Within the entries below, find the portion that opens with the line containing "--- a/scripts/test/hyriseConsole_test.py" and closes with the line containing "Clear generated tables.". Retype that portion exactly and only.

(Saved entries)
-------
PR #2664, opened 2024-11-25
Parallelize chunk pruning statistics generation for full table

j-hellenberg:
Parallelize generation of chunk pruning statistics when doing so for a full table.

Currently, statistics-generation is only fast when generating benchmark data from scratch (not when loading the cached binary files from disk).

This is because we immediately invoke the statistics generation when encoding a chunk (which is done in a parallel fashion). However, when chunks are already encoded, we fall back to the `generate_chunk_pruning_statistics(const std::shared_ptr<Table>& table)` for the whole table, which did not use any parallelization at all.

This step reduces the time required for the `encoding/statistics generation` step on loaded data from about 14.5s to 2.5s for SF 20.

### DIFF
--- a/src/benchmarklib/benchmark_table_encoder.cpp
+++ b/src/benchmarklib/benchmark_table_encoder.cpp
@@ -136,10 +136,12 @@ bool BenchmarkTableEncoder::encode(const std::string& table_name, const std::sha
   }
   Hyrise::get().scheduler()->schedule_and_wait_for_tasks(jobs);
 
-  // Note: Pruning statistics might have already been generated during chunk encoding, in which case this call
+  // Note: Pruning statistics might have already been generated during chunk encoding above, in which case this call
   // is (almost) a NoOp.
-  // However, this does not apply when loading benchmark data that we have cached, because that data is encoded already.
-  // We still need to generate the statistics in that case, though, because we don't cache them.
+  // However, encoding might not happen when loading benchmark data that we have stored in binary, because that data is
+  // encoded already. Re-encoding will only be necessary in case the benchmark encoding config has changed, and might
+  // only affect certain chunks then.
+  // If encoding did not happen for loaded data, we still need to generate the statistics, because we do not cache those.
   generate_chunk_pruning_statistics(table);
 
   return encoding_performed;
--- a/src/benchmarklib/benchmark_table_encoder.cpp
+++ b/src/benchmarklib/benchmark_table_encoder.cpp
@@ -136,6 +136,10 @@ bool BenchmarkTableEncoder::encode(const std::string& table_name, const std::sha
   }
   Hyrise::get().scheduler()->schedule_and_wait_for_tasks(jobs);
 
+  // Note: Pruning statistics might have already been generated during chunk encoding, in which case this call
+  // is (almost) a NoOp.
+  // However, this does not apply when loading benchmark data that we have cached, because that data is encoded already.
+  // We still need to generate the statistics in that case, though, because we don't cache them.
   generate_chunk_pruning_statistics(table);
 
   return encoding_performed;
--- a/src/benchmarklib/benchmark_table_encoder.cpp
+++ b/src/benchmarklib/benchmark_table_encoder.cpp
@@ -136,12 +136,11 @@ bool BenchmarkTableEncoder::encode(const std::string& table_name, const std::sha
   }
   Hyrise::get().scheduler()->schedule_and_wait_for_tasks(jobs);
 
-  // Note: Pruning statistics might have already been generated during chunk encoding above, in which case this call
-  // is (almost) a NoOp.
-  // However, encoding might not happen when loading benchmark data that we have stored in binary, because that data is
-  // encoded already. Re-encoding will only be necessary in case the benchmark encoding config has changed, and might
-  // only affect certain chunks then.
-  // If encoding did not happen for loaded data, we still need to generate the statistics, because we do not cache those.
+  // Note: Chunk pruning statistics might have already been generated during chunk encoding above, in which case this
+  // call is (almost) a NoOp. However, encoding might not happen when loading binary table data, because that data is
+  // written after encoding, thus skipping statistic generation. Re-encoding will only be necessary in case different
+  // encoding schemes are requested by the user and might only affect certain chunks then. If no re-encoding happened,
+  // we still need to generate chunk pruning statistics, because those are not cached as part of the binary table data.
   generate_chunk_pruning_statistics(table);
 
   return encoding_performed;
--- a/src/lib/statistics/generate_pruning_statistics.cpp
-------
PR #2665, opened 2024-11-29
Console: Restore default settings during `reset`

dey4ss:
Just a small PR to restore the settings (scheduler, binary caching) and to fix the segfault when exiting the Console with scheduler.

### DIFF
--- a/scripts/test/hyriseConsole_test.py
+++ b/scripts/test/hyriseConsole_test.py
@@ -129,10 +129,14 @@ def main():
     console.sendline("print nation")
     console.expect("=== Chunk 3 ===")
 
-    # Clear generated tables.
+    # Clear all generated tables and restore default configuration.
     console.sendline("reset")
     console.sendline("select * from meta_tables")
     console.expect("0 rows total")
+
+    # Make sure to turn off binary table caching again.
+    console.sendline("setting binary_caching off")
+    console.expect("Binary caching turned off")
-------
Output =
--- a/scripts/test/hyriseConsole_test.py
+++ b/scripts/test/hyriseConsole_test.py
@@ -129,10 +129,14 @@ def main():
     console.sendline("print nation")
     console.expect("=== Chunk 3 ===")
 
-    # Clear generated tables.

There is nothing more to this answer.